__Work required__: Nothing should differ between your output and the entries below.

__Collected data__:

PR #1018, opened 2024-03-20
Avoid --impure in flake-parts based projects

Atry:
Let `.envrc` generate the `devenv.root`

### DIFF
--- a/templates/flake-parts/.envrc
+++ b/templates/flake-parts/.envrc
@@ -5,7 +5,8 @@ fi
 nix_direnv_watch_file devenv.nix
 nix_direnv_watch_file devenv.lock
 nix_direnv_watch_file devenv.yaml
-if ! use flake . --impure
+
+if ! use flake . --override-input devenv-root "file+file://"<(printf %s "$PWD")
 then
   echo "devenv could not be built. The devenv environment was not loaded. Make the necessary changes to devenv.nix and hit enter to try again." >&2
 fi
--- a/templates/flake-parts/flake.nix
+++ b/templates/flake-parts/flake.nix
@@ -2,6 +2,10 @@
   description = "Description for the project";
 
   inputs = {
+    devenv-root = {
+      url = "file+file:///dev/null";
+      flake = false;
+    };
     nixpkgs.url = "github:cachix/devenv-nixpkgs/rolling";
     devenv.url = "github:cachix/devenv";
     nix2container.url = "github:nlewo/nix2container";
@@ -14,7 +18,7 @@
     extra-substituters = "https://devenv.cachix.org";
   };
 
-  outputs = inputs@{ flake-parts, ... }:
+  outputs = inputs@{ flake-parts, devenv-root, ... }:
     flake-parts.lib.mkFlake { inherit inputs; } {
       imports = [
         inputs.devenv.flakeModule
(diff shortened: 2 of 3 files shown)


domenkozar:
We should probably make it a JSON to pass other things like `devenv.tmpdir`?

Atry:
> We should probably make it a JSON to pass other things like `devenv.tmpdir`?

I think one value per input approach would be nice, otherwise we will have to deal with JSON escape things in `.envrc`

Atry:
@domenkozar Would you like to approve the CI workflows?

templates/flake-parts/.envrc
```diff
@@ -5,7 +5,8 @@ fi
 nix_direnv_watch_file devenv.nix
 nix_direnv_watch_file devenv.lock
 nix_direnv_watch_file devenv.yaml
-if ! use flake . --impure
+
+if ! use flake . --override-input devenv-root "file+file:"<(pwd)
```
khaled, line 9: this doesn't work for me (nix 2.18.1 aarch64-darwin) - needs to be `"file+file://"<(pwd)`

templates/flake-parts/flake.nix
```diff
@@ -2,6 +2,10 @@
   description = "Description for the project";
 
   inputs = {
+    devenv-root = {
+      url = "file+file:/dev/null";
```
khaled, line 6: similar to my prev comment - this needs to be `"file+file:///dev/null"`

khaled:
Without [these changes](https://github.com/cachix/devenv/pull/1018#pullrequestreview-1955724841) I get:

```
error:
       … while evaluating the attribute 'optionalValue.value'

         at /nix/store/lwyjz70qh12nq6cb7fixl85vryzxqm3c-source/lib/modules.nix:856:5:

          855|
          856|     optionalValue =
             |     ^
          857|       if isDefined then { value = mergedValue; }

       … while evaluating a branch condition

         at /nix/store/lwyjz70qh12nq6cb7fixl85vryzxqm3c-source/lib/modules.nix:857:7:

          856|     optionalValue =
          857|       if isDefined then { value = mergedValue; }
             |       ^
          858|       else {};

       (stack trace truncated; use '--show-trace' to show the full trace)

       error: unable to download 'file://file:/dev/fd/63': URL using bad/illegal format or missing URL (3)
```


*With* the changes I get a little further, but apparently there is still a problem:

```
$direnv allow
...
Hello, world!
ln: failed to create symbolic link '/Users/khaled/path/to/project'$'\n''/.devenv/run': No such file or directory
```

Atry:
@khaled Fixed

khaled:
Thanks @Atry!

FYI, this probably belongs in a separate bug, but the existence of the `packages.devenv-up` package definition seems to actually break `devenv up`:

```
       error: attribute 'config' missing

       at /nix/store/86gyzipyn7zzp4nrnanz0sl5r6cps63v-source/flake.nix:48:30:

           47|         packages.default = pkgs.hello;
           48|         packages.devenv-up = self'.devShells.default.config.procfileScript;
             |                              ^
           49|         devenv.shells.default = let
 ```

Atry:
@domenkozar I don't understand the CI failure message. Could you help me understanding why?

Atry:
@domenkozar I rebased this PR. Would you mind approving the CI workflows?

Atry:
@domenkozar I think the CI failure is not due to this PR

lopter:
I am wondering if it would make sense to also update the [flake integration wrapper](https://github.com/cachix/devenv/blob/8827aa19daf1fc3f53e7adcc7201933ef28f8652/src/devenv-devShell.nix) to not use `--impure` anymore and maybe re-export other nix commands from there (e.g. the flake nix command).

Atry:
@domenkozar could you trigger CI for this PR?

__Answer section__:
PR #1018, opened 2024-03-20
Avoid --impure in flake-parts based projects

Atry:
Let `.envrc` generate the `devenv.root`

### DIFF
--- a/templates/flake-parts/.envrc
+++ b/templates/flake-parts/.envrc
@@ -5,7 +5,8 @@ fi
 nix_direnv_watch_file devenv.nix
 nix_direnv_watch_file devenv.lock
 nix_direnv_watch_file devenv.yaml
-if ! use flake . --impure
+
+if ! use flake . --override-input devenv-root "file+file://"<(printf %s "$PWD")
 then
   echo "devenv could not be built. The devenv environment was not loaded. Make the necessary changes to devenv.nix and hit enter to try again." >&2
 fi
--- a/templates/flake-parts/flake.nix
+++ b/templates/flake-parts/flake.nix
@@ -2,6 +2,10 @@
   description = "Description for the project";
 
   inputs = {
+    devenv-root = {
+      url = "file+file:///dev/null";
+      flake = false;
+    };
     nixpkgs.url = "github:cachix/devenv-nixpkgs/rolling";
     devenv.url = "github:cachix/devenv";
     nix2container.url = "github:nlewo/nix2container";
@@ -14,7 +18,7 @@
     extra-substituters = "https://devenv.cachix.org";
   };
 
-  outputs = inputs@{ flake-parts, ... }:
+  outputs = inputs@{ flake-parts, devenv-root, ... }:
     flake-parts.lib.mkFlake { inherit inputs; } {
       imports = [
         inputs.devenv.flakeModule
(diff shortened: 2 of 3 files shown)


domenkozar:
We should probably make it a JSON to pass other things like `devenv.tmpdir`?

Atry:
> We should probably make it a JSON to pass other things like `devenv.tmpdir`?

I think one value per input approach would be nice, otherwise we will have to deal with JSON escape things in `.envrc`

Atry:
@domenkozar Would you like to approve the CI workflows?

templates/flake-parts/.envrc
```diff
@@ -5,7 +5,8 @@ fi
 nix_direnv_watch_file devenv.nix
 nix_direnv_watch_file devenv.lock
 nix_direnv_watch_file devenv.yaml
-if ! use flake . --impure
+
+if ! use flake . --override-input devenv-root "file+file:"<(pwd)
```
khaled, line 9: this doesn't work for me (nix 2.18.1 aarch64-darwin) - needs to be `"file+file://"<(pwd)`

templates/flake-parts/flake.nix
```diff
@@ -2,6 +2,10 @@
   description = "Description for the project";
 
   inputs = {
+    devenv-root = {
+      url = "file+file:/dev/null";
```
khaled, line 6: similar to my prev comment - this needs to be `"file+file:///dev/null"`

khaled:
Without [these changes](https://github.com/cachix/devenv/pull/1018#pullrequestreview-1955724841) I get:

```
error:
       … while evaluating the attribute 'optionalValue.value'

         at /nix/store/lwyjz70qh12nq6cb7fixl85vryzxqm3c-source/lib/modules.nix:856:5:

          855|
          856|     optionalValue =
             |     ^
          857|       if isDefined then { value = mergedValue; }

       … while evaluating a branch condition

         at /nix/store/lwyjz70qh12nq6cb7fixl85vryzxqm3c-source/lib/modules.nix:857:7:

          856|     optionalValue =
          857|       if isDefined then { value = mergedValue; }
             |       ^
          858|       else {};

       (stack trace truncated; use '--show-trace' to show the full trace)

       error: unable to download 'file://file:/dev/fd/63': URL using bad/illegal format or missing URL (3)
```


*With* the changes I get a little further, but apparently there is still a problem:

```
$direnv allow
...
Hello, world!
ln: failed to create symbolic link '/Users/khaled/path/to/project'$'\n''/.devenv/run': No such file or directory
```

Atry:
@khaled Fixed

khaled:
Thanks @Atry!

FYI, this probably belongs in a separate bug, but the existence of the `packages.devenv-up` package definition seems to actually break `devenv up`:

```
       error: attribute 'config' missing

       at /nix/store/86gyzipyn7zzp4nrnanz0sl5r6cps63v-source/flake.nix:48:30:

           47|         packages.default = pkgs.hello;
           48|         packages.devenv-up = self'.devShells.default.config.procfileScript;
             |                              ^
           49|         devenv.shells.default = let
 ```

Atry:
@domenkozar I don't understand the CI failure message. Could you help me understanding why?

Atry:
@domenkozar I rebased this PR. Would you mind approving the CI workflows?

Atry:
@domenkozar I think the CI failure is not due to this PR

lopter:
I am wondering if it would make sense to also update the [flake integration wrapper](https://github.com/cachix/devenv/blob/8827aa19daf1fc3f53e7adcc7201933ef28f8652/src/devenv-devShell.nix) to not use `--impure` anymore and maybe re-export other nix commands from there (e.g. the flake nix command).

Atry:
@domenkozar could you trigger CI for this PR?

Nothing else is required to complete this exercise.